● **Work instruction**: The answer must consist of every line in the data below that holds the word "cache".

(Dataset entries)
= = = =

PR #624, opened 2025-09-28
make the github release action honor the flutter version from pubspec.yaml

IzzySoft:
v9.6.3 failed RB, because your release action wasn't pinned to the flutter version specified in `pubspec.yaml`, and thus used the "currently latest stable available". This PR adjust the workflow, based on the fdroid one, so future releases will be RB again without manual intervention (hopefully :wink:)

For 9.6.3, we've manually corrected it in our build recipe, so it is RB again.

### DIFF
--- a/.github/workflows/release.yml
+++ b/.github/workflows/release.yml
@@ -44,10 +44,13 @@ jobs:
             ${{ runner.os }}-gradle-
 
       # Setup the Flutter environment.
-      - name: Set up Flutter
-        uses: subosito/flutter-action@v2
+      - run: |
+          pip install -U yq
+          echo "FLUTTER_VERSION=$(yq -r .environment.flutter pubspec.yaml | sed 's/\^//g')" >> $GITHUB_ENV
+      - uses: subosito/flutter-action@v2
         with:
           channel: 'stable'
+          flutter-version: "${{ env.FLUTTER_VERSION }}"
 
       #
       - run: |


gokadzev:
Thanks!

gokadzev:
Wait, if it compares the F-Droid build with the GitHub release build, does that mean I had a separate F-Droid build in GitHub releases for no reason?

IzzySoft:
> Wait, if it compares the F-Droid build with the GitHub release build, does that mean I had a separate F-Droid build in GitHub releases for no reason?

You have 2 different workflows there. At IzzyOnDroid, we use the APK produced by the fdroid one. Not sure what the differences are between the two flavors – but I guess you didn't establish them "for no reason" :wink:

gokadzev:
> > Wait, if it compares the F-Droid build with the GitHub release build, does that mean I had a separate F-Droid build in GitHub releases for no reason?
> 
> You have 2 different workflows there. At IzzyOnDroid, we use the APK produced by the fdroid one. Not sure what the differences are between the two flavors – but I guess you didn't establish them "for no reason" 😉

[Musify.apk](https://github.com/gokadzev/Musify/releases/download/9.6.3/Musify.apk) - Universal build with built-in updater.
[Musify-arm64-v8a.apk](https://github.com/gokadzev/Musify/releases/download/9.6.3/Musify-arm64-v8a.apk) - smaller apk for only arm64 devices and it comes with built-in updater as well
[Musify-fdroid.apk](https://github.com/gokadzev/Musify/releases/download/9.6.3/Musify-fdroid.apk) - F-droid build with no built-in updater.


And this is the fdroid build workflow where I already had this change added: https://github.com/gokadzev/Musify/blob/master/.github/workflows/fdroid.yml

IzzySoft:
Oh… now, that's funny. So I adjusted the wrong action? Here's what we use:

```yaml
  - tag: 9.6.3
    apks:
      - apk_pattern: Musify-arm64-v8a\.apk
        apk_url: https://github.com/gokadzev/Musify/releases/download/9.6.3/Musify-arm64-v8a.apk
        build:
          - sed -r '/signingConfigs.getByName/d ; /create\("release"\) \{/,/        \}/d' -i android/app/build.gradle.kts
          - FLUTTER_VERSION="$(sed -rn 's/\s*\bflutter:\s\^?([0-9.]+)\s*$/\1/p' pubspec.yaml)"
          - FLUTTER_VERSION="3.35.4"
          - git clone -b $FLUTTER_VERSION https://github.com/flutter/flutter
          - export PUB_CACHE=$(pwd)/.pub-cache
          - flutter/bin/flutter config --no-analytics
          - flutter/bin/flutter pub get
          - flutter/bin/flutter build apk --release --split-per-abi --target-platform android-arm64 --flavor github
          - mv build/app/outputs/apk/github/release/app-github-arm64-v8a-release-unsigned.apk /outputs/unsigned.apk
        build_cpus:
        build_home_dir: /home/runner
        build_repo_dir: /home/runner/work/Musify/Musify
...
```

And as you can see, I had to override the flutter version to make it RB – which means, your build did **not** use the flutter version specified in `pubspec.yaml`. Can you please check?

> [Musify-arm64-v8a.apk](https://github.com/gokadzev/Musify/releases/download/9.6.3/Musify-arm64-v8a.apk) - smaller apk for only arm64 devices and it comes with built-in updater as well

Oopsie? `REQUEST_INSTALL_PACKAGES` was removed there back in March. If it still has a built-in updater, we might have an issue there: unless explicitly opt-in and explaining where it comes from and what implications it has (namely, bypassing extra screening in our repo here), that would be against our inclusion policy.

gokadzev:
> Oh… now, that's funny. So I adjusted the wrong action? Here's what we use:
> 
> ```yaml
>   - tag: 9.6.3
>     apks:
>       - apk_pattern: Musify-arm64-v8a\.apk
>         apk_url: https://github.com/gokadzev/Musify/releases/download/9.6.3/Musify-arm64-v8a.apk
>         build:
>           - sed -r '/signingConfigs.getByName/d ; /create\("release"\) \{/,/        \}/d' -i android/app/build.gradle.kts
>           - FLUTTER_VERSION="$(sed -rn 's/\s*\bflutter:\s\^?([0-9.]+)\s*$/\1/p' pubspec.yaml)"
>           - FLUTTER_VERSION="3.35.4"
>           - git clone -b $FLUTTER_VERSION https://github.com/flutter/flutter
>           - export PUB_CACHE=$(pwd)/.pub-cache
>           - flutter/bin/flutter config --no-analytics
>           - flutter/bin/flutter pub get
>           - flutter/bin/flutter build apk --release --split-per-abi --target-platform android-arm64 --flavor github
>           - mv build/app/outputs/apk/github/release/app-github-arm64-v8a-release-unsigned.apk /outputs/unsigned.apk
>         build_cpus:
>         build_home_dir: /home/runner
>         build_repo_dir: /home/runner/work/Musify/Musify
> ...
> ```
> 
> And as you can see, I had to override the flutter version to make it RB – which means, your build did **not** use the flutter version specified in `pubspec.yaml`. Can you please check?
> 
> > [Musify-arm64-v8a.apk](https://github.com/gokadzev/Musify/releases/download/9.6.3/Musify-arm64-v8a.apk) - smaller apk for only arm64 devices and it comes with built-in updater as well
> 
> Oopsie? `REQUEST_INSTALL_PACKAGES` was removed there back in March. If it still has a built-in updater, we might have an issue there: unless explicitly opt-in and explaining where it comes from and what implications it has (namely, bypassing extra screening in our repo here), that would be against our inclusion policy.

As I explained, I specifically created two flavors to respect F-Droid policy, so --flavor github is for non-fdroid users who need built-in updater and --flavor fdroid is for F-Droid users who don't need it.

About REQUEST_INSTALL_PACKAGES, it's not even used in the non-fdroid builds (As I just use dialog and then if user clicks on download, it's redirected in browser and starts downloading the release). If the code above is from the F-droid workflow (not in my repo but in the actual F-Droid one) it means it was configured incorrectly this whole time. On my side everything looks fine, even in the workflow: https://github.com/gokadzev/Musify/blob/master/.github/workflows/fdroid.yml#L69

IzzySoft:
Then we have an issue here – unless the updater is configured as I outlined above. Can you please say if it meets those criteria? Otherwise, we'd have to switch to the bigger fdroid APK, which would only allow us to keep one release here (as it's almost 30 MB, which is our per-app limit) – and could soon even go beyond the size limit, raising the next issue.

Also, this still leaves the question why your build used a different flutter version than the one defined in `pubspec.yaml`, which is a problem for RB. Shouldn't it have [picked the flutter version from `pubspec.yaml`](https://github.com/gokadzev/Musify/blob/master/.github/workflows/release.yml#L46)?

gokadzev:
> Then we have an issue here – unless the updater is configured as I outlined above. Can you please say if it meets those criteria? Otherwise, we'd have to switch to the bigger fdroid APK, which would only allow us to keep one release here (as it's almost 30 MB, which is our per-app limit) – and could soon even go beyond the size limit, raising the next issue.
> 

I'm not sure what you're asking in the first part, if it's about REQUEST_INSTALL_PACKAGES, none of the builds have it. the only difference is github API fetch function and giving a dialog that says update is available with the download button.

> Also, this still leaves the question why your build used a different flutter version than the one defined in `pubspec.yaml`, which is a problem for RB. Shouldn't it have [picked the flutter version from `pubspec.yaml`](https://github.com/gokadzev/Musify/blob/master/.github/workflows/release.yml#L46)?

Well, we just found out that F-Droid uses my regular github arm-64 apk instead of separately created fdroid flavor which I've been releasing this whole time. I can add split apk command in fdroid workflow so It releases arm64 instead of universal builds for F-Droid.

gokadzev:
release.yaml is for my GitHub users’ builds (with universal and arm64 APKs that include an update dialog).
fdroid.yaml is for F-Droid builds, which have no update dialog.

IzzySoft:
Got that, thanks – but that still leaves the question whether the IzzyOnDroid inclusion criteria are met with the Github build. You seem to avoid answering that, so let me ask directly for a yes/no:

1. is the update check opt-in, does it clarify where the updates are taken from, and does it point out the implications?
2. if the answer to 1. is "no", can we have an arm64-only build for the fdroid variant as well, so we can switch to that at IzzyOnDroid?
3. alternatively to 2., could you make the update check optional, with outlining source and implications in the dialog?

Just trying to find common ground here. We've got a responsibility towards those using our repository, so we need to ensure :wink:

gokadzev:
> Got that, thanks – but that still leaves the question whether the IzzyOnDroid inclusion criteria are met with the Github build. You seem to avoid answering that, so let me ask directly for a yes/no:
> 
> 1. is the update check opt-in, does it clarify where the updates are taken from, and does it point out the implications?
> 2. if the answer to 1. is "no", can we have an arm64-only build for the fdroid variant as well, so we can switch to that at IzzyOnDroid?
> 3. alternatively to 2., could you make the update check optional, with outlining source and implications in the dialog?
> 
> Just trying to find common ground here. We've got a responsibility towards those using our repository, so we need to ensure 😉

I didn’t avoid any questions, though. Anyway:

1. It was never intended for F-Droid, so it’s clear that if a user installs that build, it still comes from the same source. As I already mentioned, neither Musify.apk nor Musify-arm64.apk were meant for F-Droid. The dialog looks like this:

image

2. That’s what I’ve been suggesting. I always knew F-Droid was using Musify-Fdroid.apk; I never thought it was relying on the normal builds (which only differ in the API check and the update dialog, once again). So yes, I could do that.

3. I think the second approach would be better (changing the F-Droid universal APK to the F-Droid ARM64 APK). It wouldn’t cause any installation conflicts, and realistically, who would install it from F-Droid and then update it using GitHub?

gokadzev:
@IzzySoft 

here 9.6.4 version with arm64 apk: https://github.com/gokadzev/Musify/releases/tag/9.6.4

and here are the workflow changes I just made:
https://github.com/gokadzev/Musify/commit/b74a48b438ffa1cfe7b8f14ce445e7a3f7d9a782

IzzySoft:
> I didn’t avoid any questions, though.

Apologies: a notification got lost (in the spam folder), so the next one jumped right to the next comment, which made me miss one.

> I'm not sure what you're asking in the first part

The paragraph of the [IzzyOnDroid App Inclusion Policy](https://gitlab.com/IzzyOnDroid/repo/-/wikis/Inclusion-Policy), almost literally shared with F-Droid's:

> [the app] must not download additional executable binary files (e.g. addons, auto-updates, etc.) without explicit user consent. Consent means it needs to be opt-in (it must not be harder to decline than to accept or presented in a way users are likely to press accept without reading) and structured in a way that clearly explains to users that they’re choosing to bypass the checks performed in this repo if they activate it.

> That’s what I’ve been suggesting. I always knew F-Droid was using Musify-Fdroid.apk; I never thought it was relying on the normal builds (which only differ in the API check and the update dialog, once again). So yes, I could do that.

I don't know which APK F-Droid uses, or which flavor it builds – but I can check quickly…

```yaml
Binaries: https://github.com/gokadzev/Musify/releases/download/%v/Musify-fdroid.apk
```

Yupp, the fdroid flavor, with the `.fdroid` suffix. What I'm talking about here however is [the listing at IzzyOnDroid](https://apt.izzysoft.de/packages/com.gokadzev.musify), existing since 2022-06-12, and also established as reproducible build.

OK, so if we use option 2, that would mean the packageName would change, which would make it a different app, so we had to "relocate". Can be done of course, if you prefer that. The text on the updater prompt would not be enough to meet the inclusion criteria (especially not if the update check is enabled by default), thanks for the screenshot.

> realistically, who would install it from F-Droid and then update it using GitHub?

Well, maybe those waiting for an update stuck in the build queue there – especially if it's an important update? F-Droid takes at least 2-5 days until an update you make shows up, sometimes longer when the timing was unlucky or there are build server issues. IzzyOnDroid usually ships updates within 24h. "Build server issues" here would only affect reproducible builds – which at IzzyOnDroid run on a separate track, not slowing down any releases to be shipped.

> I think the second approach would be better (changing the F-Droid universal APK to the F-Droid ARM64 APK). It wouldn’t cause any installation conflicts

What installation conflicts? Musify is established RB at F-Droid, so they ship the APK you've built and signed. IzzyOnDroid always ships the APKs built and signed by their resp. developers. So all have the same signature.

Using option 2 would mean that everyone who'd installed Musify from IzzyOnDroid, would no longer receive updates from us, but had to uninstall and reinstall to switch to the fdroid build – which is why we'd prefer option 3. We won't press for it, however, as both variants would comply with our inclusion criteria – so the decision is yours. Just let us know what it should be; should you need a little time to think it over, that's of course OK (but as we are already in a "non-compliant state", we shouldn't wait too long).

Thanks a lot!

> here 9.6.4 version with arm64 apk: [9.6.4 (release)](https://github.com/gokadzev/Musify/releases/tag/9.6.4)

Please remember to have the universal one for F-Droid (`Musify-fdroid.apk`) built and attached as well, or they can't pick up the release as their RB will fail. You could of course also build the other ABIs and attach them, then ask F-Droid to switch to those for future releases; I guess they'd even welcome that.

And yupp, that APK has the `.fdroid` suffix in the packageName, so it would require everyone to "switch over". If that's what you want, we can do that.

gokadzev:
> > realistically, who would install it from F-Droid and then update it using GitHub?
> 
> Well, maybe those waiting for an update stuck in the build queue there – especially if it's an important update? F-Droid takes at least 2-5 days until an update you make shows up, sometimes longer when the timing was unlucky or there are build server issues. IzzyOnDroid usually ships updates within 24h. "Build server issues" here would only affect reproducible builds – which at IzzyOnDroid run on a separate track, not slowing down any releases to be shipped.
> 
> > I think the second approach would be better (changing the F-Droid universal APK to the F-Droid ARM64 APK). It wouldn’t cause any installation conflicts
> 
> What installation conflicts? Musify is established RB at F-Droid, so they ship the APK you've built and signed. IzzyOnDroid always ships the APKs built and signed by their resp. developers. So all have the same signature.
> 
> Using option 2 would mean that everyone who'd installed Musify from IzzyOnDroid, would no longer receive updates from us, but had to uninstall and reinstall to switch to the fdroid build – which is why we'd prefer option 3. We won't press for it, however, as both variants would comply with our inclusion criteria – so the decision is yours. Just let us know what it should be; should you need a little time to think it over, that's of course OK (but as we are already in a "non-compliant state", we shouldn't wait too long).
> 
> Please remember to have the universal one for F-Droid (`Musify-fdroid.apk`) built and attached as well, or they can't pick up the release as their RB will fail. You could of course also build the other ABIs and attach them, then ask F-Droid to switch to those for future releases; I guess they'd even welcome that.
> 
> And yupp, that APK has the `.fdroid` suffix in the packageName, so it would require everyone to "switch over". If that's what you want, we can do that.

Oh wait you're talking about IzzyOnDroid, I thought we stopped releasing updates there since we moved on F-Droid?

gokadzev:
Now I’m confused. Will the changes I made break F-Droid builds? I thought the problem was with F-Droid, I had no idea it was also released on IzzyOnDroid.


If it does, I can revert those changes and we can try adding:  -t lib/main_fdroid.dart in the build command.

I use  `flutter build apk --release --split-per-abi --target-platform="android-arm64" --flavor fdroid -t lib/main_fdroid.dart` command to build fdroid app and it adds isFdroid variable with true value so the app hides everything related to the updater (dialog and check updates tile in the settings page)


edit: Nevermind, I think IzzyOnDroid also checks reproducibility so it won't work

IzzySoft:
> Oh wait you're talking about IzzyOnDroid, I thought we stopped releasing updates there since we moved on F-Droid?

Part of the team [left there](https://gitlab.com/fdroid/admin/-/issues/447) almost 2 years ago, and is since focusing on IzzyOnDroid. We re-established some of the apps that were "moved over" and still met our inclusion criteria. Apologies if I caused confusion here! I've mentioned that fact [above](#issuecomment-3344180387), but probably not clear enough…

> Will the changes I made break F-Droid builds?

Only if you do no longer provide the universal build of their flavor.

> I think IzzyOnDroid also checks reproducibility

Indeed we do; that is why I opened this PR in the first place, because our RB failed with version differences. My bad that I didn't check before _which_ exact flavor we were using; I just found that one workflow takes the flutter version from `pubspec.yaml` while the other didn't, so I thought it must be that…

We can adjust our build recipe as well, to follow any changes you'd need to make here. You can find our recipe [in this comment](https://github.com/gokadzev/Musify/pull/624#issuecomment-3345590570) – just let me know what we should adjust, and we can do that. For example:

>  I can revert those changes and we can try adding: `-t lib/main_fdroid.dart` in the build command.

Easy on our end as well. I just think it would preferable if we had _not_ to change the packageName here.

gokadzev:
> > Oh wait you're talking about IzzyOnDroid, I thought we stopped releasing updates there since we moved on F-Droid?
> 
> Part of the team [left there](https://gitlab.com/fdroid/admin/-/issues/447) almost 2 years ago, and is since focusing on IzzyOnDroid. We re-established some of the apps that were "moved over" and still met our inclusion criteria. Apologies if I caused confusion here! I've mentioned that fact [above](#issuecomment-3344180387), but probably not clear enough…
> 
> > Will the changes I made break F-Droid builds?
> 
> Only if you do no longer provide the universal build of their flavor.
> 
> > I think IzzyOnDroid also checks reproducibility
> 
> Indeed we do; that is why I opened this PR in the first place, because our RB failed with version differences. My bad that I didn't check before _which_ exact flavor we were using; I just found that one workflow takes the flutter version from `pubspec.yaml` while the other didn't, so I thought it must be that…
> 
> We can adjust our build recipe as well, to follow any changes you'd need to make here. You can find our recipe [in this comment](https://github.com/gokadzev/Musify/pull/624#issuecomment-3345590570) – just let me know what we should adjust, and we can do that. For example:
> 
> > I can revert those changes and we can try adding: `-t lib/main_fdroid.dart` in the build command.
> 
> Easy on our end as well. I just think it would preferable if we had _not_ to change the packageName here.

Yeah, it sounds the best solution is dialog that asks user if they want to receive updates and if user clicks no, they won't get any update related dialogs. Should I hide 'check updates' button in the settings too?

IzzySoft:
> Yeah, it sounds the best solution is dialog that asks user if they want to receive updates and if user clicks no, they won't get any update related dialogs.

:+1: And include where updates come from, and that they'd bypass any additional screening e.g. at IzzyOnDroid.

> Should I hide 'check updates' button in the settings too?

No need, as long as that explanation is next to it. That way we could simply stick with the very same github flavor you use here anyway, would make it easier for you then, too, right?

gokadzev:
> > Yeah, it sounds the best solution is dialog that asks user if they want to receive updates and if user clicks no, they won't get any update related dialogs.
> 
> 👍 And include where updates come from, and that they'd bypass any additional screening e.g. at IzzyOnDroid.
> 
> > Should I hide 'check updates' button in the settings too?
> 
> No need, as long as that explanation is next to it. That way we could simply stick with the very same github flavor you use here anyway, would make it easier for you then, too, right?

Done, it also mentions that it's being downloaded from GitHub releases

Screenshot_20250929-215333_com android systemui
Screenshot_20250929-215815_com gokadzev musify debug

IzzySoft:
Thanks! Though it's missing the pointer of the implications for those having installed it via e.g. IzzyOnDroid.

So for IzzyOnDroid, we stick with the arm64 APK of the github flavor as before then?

= = = =

● **Answer for the task**:
          - export PUB_CACHE=$(pwd)/.pub-cache
>           - export PUB_CACHE=$(pwd)/.pub-cache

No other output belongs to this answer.